PR #84, opened 2019-01-11
build: use template from react-native

Esemesek:
Remove `templates` from `react-native-cli` and use template from `react-native` repo.

Tests:
Used https://github.com/verdaccio/verdaccio to create local distributions of `react-native` and `react-native-local-cli` and initialized project using those packages


grabbou:
We will need to update path here: https://github.com/react-native-community/react-native-cli/blob/master/packages/local-cli/upgrade/upgrade.js#L143 too.

grabbou:
I was unable to get it up & running locally, so let's go through it once again, when the above is resolved too.

packages/local-cli/generator/templates.js
```diff
@@ -25,21 +25,20 @@ function createProjectFromTemplate(
   template,
   yarnVersion
 ) {
-  // Expand the basic 'HelloWorld' template
-  copyProjectTemplateAndReplace(
-    path.resolve(__dirname, '../templates/HelloWorld'),
-    destPath,
-    newProjectName
+  const templatePath = path.resolve(
+    process.cwd(),
```
fson: I think this needs to be `destPath` (the project directory, passed from `init()`) instead of the current working directory (which could be any dir where the command to create a project was run).

grabbou: actually we could just use `require.resolve('react-native/template')` instead, since we are in context of `node_modules`, right?

Note that `destPath` is still passed on line 32. The diff might be confusing, but we are only changing the "path.resolve(__dirname, '../templates/HelloWorld')," part.

fson: Yeah, `require.resolve` should work I think.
####################
ASSIGNMENT - Give back every entry, unchanged in any way.

RESPONSE -
PR #84, opened 2019-01-11
build: use template from react-native

Esemesek:
Remove `templates` from `react-native-cli` and use template from `react-native` repo.

Tests:
Used https://github.com/verdaccio/verdaccio to create local distributions of `react-native` and `react-native-local-cli` and initialized project using those packages


grabbou:
We will need to update path here: https://github.com/react-native-community/react-native-cli/blob/master/packages/local-cli/upgrade/upgrade.js#L143 too.

grabbou:
I was unable to get it up & running locally, so let's go through it once again, when the above is resolved too.

packages/local-cli/generator/templates.js
```diff
@@ -25,21 +25,20 @@ function createProjectFromTemplate(
   template,
   yarnVersion
 ) {
-  // Expand the basic 'HelloWorld' template
-  copyProjectTemplateAndReplace(
-    path.resolve(__dirname, '../templates/HelloWorld'),
-    destPath,
-    newProjectName
+  const templatePath = path.resolve(
+    process.cwd(),
```
fson: I think this needs to be `destPath` (the project directory, passed from `init()`) instead of the current working directory (which could be any dir where the command to create a project was run).

grabbou: actually we could just use `require.resolve('react-native/template')` instead, since we are in context of `node_modules`, right?

Note that `destPath` is still passed on line 32. The diff might be confusing, but we are only changing the "path.resolve(__dirname, '../templates/HelloWorld')," part.

fson: Yeah, `require.resolve` should work I think.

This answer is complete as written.